--- Task statement ---
Across the data, every line with the word "above" counts once; state the total alone.

--- Saved entries ---
......
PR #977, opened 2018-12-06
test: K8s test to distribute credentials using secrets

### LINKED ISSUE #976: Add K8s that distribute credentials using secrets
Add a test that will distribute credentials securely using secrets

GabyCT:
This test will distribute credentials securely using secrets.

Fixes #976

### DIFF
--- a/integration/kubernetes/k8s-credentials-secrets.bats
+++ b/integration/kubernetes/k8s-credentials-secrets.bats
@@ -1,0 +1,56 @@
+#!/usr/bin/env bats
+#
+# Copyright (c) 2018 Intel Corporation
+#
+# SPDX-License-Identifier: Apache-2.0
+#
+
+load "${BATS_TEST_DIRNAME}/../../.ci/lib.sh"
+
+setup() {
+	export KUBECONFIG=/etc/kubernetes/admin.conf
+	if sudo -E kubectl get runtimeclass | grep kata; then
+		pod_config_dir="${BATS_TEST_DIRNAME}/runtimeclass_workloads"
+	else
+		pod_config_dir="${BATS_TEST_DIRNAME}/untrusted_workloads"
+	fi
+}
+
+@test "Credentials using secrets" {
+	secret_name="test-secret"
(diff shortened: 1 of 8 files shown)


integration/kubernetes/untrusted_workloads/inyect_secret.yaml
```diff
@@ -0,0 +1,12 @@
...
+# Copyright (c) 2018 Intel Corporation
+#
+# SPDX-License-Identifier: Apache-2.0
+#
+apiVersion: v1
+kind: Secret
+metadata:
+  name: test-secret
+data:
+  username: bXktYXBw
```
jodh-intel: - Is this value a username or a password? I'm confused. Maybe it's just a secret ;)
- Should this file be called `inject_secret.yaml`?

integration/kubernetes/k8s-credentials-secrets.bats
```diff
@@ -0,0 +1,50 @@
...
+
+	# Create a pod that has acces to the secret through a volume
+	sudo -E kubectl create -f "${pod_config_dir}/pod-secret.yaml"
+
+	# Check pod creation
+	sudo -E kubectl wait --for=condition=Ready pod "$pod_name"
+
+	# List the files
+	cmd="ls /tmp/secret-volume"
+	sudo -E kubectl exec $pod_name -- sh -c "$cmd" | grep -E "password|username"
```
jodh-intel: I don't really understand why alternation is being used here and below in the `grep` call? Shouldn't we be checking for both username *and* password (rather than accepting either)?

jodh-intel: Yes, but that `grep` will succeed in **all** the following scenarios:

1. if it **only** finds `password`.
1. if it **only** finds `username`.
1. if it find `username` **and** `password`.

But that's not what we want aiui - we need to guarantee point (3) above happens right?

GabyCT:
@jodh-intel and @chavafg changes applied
......
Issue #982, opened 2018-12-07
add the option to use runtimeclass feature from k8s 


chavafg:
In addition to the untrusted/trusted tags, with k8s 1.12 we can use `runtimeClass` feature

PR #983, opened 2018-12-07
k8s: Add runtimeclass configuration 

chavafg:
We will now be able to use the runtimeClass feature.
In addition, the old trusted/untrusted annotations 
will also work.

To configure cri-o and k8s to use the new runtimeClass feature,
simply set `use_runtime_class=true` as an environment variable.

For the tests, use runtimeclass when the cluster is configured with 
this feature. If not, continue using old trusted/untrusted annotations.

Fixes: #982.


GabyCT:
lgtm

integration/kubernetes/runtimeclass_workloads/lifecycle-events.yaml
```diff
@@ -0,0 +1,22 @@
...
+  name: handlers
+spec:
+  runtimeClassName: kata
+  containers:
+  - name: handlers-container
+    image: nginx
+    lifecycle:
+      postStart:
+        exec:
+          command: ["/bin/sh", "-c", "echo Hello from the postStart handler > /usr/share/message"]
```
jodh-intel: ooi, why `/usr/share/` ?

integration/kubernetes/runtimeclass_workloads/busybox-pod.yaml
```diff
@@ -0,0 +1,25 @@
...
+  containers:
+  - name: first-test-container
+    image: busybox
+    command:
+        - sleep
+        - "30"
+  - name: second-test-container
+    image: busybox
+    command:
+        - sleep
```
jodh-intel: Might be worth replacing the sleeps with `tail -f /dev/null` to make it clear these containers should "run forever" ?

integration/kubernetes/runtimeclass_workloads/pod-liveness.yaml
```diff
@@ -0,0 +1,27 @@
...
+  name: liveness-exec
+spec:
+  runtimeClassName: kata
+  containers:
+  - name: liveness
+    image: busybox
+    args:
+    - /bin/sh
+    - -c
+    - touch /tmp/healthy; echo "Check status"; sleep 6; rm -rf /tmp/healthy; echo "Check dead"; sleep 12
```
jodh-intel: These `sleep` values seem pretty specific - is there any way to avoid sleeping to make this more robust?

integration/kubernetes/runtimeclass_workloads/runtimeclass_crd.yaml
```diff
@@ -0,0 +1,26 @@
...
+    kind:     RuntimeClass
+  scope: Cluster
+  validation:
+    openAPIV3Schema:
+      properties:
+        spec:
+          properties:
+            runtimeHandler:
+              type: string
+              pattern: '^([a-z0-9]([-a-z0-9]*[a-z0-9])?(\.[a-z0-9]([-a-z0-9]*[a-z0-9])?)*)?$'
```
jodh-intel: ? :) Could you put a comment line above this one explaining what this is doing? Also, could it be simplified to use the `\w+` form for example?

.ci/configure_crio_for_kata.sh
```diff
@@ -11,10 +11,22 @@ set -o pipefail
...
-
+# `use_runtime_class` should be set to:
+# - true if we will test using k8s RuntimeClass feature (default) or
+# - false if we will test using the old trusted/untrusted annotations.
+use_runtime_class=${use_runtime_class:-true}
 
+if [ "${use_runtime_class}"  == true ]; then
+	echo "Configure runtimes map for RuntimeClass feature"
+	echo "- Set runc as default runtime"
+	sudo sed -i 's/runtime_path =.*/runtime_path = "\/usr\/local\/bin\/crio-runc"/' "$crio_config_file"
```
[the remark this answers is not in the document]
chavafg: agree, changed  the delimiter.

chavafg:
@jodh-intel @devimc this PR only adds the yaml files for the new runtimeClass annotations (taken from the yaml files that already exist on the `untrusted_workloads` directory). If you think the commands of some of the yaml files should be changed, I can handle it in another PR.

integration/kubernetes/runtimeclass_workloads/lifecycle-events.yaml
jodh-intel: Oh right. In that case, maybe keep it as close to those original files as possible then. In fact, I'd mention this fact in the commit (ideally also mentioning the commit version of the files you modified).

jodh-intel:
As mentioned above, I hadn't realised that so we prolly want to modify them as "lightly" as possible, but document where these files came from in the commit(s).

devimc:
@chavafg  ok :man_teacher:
......
--- Response to the exercise ---
3